**Problem to solve:** What lines of the data below hold "TeamProject"? Show them.

**Data records:**
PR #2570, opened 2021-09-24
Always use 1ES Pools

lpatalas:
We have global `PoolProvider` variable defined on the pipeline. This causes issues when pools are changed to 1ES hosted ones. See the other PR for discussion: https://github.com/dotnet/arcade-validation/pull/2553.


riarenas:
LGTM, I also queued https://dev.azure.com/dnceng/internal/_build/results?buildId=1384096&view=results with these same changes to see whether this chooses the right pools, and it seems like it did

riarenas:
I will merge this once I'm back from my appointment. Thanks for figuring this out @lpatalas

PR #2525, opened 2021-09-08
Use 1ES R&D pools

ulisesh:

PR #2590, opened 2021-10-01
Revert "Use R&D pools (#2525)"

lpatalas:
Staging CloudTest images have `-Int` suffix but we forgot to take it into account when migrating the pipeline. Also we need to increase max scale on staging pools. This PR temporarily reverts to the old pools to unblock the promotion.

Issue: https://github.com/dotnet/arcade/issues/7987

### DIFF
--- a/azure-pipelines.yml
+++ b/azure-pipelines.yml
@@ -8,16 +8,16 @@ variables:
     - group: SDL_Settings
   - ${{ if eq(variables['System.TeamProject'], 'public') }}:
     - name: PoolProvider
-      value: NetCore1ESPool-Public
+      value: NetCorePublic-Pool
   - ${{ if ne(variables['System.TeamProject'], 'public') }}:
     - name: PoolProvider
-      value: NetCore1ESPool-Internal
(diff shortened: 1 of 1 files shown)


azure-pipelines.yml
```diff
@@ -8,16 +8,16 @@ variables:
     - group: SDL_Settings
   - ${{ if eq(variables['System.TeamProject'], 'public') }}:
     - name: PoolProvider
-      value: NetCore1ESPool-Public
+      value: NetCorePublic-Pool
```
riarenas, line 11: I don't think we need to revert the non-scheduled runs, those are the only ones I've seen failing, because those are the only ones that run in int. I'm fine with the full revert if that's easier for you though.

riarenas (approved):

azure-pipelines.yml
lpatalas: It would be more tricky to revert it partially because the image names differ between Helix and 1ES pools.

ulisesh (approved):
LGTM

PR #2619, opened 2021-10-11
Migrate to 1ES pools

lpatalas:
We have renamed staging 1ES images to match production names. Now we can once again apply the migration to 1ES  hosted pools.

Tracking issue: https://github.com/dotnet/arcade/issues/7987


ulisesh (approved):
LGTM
---
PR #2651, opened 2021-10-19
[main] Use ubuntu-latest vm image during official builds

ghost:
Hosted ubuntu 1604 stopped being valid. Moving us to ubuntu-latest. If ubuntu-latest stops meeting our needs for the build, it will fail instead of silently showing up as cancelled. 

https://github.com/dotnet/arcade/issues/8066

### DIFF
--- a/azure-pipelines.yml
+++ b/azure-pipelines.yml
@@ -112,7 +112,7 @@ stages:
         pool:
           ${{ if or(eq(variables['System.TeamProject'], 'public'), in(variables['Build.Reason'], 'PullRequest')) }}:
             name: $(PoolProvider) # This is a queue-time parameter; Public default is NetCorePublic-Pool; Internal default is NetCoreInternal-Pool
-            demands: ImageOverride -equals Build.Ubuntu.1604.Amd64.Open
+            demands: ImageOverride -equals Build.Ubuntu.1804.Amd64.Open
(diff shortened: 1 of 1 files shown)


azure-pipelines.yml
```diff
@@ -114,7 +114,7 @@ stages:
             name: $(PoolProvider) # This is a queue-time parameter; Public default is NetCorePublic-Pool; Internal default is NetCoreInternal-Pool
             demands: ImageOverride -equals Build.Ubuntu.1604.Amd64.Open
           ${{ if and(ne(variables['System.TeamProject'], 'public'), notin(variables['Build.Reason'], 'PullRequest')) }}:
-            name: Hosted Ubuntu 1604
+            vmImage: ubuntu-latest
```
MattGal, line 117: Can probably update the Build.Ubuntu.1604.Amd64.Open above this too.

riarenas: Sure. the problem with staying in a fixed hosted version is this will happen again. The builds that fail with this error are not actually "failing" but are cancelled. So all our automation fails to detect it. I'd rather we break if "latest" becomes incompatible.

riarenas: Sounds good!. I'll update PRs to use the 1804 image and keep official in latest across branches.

**Finished task:**
   - ${{ if eq(variables['System.TeamProject'], 'public') }}:
   - ${{ if ne(variables['System.TeamProject'], 'public') }}:
   - ${{ if eq(variables['System.TeamProject'], 'public') }}:
           ${{ if or(eq(variables['System.TeamProject'], 'public'), in(variables['Build.Reason'], 'PullRequest')) }}:
           ${{ if and(ne(variables['System.TeamProject'], 'public'), notin(variables['Build.Reason'], 'PullRequest')) }}:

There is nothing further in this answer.